The botnet client connects to "n" Bitcoin nodes. If the same transaction is
relayed by ceil(n/2) nodes, then we say that transaction is "confirmed" and
examines the transaction to see if it's sent from botmaster's address (in fact
we don't even have to use the botmaster's address, with BIP-0032
([https://github.com/bitcoin/bips/blob/master/bip-0032.mediawi...](https://github.com/bitcoin/bips/blob/master/bip-0032.mediawiki)),
we can use related public keys)

You don't even have to use transactions ("tx" messages), you can use the block
messages if you are willing to tolerate an (on average) 10 minute delay, this
would drastically reduce the network traffic sent/received by the botnet
client.

But these guys forced my hand, so I suppose I'll have to release what I have
so far.
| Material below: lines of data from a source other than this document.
PR #305, opened 2019-04-27
Start of work on theming support

brennancheung:
* Created a plugin to allow customization of the theme values.
* Added color picker component.
* Added a `<KitchenSink />` component where we can add our component library.
* Added common palette colors in property inspector area.

Future Work:
* Add more components to `<KitchenSink />` preview
* Load theme
* Save theme

localhost_3000_ui_themes_configure

### DIFF
--- a/src/app/ThemeManager.js
+++ b/src/app/ThemeManager.js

The current botcoin client (c++11 with boost::asio) connects to the
network, and gets transactions. Data extraction from transactions is
unfinished. The current problem I'm working on is making sure that people
cannot easily scan the Blockchain to look for c&c transactions. This can
easily be done by encrypting the messages with a client specific key. However,
I would like to have perfect forward secrecy, that is, suppose a sample client
was obtained by researchers, past c&c messages should not be able to be
decrypted (otherwise the blockchain contains a log of all of your C&C
messages).

[link redacted]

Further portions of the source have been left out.